Dataset records:
▬▬▬▬▬▬▬▬▬▬
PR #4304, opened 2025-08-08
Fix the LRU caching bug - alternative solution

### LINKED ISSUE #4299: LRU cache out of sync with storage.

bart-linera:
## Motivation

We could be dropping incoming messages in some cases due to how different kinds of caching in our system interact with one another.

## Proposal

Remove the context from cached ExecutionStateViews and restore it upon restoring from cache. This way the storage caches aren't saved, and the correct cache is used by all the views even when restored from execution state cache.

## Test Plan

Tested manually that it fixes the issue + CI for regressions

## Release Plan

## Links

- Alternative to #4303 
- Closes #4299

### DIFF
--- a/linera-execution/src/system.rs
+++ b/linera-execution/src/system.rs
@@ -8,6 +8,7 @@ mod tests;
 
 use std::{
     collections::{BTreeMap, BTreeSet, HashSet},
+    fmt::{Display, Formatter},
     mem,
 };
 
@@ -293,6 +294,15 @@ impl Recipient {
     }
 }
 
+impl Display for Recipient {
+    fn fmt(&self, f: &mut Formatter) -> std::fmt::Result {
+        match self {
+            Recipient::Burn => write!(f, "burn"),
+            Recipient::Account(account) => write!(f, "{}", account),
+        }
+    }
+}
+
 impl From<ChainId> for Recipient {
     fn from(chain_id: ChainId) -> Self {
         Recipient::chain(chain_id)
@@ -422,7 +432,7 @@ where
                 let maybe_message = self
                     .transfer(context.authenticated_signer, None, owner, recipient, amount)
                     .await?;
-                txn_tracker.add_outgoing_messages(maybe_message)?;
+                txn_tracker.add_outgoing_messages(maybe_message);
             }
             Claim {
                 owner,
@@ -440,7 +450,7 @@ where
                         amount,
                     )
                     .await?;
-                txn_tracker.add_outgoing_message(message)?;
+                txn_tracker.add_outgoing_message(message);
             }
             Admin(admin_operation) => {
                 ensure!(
▬▬▬▬▬▬▬▬▬▬
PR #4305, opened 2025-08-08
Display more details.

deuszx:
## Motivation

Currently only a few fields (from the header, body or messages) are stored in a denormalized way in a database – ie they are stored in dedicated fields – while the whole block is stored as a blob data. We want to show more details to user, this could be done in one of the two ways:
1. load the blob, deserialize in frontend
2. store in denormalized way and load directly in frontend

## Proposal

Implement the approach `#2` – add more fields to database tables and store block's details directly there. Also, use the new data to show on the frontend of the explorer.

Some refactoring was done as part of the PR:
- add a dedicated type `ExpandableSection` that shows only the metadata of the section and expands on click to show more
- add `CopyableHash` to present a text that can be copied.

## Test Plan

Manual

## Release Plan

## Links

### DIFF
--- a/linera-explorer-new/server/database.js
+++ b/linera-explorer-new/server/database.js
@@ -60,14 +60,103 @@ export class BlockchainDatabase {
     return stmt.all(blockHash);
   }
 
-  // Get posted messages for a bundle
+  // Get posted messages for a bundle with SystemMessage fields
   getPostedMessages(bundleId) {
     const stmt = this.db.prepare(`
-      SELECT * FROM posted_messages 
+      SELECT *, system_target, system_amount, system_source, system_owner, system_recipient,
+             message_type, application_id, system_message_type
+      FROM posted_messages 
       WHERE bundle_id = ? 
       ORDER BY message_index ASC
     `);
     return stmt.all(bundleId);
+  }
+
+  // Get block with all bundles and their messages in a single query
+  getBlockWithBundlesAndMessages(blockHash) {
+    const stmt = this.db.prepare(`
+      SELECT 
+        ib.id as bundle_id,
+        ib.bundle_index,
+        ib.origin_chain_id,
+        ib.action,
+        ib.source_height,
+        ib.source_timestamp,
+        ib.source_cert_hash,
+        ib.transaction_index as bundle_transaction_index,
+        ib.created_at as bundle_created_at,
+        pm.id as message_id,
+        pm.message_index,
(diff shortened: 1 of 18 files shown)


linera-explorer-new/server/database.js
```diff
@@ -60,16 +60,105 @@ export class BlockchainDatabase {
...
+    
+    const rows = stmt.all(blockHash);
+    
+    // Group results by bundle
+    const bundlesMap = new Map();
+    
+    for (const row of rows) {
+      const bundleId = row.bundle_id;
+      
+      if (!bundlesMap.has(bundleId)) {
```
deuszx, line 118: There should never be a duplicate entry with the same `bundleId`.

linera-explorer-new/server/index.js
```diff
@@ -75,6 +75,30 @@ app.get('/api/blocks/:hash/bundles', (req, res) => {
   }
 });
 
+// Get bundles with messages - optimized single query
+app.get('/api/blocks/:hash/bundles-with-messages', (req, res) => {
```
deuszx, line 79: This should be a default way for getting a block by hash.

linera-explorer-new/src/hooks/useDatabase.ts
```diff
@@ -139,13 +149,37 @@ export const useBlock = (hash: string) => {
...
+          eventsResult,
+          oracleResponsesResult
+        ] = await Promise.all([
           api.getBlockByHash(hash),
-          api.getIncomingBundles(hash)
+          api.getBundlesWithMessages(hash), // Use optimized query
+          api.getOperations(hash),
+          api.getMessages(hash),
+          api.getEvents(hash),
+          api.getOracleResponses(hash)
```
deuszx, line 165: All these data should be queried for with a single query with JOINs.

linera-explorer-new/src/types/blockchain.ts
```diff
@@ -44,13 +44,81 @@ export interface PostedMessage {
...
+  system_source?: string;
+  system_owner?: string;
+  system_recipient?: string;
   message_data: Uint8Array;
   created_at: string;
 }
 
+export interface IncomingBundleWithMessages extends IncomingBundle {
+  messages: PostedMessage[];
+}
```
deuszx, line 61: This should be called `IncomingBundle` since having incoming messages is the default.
▬▬▬▬▬▬▬▬▬▬
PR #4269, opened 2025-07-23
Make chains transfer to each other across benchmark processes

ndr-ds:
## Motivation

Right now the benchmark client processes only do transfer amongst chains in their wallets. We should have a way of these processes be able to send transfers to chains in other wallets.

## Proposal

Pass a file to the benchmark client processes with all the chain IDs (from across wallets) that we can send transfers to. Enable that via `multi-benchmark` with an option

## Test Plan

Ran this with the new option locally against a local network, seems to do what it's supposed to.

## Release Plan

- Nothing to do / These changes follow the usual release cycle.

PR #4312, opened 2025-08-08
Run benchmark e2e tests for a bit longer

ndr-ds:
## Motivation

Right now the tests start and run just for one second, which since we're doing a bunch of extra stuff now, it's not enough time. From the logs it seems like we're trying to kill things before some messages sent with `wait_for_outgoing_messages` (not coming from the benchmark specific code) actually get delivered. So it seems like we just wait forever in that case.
▬▬▬▬▬▬▬▬▬▬
- _TASK OBJECTIVE_: In the data above, find the line that contains "Remove the context" and the line that contains "owner, recipient, amount)". Repeat exactly those lines and every line between them, and only those.

- _TASK RESULT_:
Remove the context from cached ExecutionStateViews and restore it upon restoring from cache. This way the storage caches aren't saved, and the correct cache is used by all the views even when restored from execution state cache.

## Test Plan

Tested manually that it fixes the issue + CI for regressions

## Release Plan

## Links

- Alternative to #4303 
- Closes #4299

### DIFF
--- a/linera-execution/src/system.rs
+++ b/linera-execution/src/system.rs
@@ -8,6 +8,7 @@ mod tests;
 
 use std::{
     collections::{BTreeMap, BTreeSet, HashSet},
+    fmt::{Display, Formatter},
     mem,
 };
 
@@ -293,6 +294,15 @@ impl Recipient {
     }
 }
 
+impl Display for Recipient {
+    fn fmt(&self, f: &mut Formatter) -> std::fmt::Result {
+        match self {
+            Recipient::Burn => write!(f, "burn"),
+            Recipient::Account(account) => write!(f, "{}", account),
+        }
+    }
+}
+
 impl From<ChainId> for Recipient {
     fn from(chain_id: ChainId) -> Self {
         Recipient::chain(chain_id)
@@ -422,7 +432,7 @@ where
                 let maybe_message = self
                     .transfer(context.authenticated_signer, None, owner, recipient, amount)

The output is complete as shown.